◆ Problem to solve:
Below are records; work out how many of their lines hold the string "fetching" and give that number alone.

━━━━━ Available data

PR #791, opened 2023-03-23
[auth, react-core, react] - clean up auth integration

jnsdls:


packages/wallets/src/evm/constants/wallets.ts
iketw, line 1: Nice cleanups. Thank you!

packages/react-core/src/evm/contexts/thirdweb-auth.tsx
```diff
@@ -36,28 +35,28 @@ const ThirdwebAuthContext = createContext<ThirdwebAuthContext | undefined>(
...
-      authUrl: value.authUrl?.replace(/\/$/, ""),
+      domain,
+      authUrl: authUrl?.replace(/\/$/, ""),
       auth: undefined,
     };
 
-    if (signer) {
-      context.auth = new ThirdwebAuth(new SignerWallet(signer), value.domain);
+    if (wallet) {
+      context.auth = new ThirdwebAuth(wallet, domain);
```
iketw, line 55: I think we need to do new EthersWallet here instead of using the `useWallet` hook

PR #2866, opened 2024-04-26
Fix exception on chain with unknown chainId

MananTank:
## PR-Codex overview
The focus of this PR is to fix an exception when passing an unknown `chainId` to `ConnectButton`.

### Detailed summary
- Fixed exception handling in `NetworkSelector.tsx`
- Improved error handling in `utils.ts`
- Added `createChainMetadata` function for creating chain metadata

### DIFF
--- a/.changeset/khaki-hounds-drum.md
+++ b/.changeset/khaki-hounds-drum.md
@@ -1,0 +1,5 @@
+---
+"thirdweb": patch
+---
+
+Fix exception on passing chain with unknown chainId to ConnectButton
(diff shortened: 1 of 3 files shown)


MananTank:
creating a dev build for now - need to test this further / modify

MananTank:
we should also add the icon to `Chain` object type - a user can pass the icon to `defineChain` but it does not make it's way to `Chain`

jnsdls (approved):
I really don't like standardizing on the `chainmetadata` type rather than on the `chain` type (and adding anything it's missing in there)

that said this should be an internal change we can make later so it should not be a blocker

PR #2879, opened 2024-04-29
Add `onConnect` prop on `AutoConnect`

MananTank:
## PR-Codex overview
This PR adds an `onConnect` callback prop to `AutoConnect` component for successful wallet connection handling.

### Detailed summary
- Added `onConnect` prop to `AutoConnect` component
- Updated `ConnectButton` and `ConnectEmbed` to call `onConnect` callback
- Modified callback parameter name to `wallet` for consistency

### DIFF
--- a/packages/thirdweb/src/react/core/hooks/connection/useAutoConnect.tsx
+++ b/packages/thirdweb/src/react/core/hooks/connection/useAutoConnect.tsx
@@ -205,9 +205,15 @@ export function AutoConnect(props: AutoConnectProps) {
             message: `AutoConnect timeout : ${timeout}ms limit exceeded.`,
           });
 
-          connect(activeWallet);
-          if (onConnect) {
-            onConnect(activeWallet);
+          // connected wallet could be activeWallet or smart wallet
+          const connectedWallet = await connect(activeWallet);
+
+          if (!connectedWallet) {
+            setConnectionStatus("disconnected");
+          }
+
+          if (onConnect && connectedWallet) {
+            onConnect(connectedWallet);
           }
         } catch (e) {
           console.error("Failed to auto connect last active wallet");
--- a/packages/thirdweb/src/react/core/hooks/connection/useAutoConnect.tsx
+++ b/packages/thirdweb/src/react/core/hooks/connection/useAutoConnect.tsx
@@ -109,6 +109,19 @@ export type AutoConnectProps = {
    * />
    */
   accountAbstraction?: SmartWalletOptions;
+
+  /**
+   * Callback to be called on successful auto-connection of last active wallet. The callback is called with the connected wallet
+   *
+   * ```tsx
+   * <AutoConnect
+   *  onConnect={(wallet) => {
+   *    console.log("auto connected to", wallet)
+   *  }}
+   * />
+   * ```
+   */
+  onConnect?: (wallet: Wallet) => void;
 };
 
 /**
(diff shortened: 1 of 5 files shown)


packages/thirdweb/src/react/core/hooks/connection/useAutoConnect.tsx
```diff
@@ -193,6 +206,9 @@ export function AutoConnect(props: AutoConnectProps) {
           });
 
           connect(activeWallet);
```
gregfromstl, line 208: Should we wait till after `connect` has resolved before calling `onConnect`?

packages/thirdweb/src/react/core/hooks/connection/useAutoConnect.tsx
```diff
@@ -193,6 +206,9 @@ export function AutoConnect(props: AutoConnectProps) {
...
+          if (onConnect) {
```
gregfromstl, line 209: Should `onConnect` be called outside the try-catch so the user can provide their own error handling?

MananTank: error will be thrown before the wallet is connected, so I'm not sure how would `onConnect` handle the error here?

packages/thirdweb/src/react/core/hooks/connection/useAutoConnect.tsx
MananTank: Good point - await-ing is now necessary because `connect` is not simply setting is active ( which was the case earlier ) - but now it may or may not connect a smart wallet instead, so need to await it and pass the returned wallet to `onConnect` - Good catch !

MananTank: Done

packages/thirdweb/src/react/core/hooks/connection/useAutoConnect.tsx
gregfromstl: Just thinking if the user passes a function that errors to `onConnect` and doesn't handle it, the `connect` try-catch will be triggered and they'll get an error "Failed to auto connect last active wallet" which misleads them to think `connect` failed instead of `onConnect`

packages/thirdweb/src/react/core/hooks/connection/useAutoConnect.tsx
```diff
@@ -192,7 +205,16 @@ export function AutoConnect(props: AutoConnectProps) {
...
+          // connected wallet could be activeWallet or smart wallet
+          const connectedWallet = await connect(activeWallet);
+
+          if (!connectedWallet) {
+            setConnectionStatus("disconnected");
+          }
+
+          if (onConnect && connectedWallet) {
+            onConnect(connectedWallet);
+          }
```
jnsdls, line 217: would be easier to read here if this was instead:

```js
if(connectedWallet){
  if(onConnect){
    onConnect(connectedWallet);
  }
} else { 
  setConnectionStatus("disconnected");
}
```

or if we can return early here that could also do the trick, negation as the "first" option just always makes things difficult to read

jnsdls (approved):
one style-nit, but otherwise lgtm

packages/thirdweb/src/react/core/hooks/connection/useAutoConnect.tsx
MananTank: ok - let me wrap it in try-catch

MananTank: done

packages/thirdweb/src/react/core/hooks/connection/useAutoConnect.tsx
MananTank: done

━━━━━━━━━━
━━━━━ Available data

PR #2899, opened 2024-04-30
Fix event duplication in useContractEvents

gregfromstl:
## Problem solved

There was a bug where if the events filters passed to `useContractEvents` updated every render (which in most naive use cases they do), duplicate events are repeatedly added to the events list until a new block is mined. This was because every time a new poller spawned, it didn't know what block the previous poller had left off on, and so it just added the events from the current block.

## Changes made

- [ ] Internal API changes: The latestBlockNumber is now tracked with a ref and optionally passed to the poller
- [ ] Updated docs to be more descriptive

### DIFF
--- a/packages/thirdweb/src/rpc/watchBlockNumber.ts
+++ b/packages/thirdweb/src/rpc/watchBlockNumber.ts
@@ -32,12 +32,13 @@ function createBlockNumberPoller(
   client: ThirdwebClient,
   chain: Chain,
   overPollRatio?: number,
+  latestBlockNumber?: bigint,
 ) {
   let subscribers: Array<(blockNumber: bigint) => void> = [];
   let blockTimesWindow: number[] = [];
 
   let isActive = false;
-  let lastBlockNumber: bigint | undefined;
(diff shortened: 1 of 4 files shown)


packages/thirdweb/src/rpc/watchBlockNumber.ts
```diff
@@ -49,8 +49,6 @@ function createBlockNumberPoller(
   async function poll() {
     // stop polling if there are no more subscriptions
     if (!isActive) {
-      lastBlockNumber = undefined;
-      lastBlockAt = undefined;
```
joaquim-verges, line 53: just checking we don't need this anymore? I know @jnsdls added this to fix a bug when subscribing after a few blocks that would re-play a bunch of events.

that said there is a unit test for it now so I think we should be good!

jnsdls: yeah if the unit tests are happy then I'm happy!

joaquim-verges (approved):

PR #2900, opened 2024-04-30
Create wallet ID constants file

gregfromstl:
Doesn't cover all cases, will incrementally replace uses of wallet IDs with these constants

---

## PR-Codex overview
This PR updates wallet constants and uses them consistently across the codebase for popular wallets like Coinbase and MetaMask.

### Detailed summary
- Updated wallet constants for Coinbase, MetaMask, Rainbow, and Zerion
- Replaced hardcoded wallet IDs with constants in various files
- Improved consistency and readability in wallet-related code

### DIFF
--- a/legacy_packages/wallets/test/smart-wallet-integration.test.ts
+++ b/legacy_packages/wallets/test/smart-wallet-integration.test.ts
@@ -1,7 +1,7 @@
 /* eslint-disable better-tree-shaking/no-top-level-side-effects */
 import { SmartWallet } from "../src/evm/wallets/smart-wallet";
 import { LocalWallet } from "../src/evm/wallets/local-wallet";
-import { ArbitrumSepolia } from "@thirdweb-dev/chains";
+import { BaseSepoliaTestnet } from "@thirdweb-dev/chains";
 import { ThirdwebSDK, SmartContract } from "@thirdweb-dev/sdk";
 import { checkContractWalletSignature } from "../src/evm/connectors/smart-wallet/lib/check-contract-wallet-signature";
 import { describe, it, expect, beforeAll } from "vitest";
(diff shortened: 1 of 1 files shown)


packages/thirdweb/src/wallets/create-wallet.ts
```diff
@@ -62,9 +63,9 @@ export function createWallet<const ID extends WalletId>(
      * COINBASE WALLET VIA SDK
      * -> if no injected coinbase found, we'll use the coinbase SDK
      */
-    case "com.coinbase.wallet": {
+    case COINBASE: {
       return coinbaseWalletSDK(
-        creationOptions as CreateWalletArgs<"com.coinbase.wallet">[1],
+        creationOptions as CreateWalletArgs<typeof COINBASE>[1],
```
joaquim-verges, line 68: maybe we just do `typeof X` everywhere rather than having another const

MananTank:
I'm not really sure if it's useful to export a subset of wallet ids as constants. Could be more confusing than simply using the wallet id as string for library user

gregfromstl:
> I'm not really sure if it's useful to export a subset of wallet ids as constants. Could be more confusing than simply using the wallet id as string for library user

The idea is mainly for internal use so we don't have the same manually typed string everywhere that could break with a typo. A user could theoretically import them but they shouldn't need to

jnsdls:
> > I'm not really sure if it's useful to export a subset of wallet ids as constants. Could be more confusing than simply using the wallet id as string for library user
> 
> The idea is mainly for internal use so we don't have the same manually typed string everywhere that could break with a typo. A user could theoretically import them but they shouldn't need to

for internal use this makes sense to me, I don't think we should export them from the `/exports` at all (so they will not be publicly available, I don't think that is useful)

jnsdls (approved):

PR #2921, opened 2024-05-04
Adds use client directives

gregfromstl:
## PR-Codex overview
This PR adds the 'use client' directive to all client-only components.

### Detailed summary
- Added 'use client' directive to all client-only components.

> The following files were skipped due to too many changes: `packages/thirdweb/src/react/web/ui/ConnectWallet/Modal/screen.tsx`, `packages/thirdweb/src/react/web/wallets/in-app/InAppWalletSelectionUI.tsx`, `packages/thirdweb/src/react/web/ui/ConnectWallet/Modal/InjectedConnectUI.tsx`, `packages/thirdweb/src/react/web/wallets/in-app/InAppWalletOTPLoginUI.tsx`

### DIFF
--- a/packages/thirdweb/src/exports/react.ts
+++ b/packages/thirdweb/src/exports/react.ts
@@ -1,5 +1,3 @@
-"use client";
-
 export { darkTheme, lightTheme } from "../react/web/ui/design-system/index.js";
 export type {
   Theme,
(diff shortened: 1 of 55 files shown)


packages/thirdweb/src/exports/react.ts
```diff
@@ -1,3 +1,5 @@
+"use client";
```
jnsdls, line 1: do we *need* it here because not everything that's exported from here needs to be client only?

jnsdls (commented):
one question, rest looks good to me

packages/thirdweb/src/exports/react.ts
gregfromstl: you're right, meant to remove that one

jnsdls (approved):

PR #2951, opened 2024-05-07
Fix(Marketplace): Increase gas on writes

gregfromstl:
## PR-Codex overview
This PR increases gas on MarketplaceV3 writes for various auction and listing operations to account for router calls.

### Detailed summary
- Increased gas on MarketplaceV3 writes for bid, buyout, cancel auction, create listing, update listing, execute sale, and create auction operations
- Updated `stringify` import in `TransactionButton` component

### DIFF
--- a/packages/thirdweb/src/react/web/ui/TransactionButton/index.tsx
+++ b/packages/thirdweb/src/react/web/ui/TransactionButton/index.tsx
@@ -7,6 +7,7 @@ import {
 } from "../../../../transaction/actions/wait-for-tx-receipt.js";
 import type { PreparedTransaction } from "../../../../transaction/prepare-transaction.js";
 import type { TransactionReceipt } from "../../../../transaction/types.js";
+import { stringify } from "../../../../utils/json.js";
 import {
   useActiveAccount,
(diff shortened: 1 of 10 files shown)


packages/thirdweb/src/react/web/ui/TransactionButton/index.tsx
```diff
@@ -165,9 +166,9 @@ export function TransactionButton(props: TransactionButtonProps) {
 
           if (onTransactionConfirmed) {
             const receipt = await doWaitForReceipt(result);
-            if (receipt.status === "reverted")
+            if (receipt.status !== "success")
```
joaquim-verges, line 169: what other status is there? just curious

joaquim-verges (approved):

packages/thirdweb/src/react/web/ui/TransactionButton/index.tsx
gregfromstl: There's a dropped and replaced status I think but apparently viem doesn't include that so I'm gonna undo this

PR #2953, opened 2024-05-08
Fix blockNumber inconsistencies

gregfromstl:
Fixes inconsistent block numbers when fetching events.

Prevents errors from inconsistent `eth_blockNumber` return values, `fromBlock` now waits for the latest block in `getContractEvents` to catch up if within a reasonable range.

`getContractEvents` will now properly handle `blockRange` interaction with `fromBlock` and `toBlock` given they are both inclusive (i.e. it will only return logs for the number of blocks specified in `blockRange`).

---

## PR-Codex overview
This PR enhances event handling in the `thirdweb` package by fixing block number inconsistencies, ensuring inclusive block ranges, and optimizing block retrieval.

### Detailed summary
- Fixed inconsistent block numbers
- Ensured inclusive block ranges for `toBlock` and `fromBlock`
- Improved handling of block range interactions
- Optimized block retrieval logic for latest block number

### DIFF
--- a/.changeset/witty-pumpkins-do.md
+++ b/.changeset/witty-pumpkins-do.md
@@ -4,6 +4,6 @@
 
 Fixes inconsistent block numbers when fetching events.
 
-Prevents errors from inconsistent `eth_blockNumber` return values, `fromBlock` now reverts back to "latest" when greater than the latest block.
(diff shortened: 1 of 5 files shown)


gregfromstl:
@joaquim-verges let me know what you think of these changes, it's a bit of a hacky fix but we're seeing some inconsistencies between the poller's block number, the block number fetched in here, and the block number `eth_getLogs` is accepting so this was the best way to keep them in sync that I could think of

━━━━━━━━━━

◆ Expected answer:
2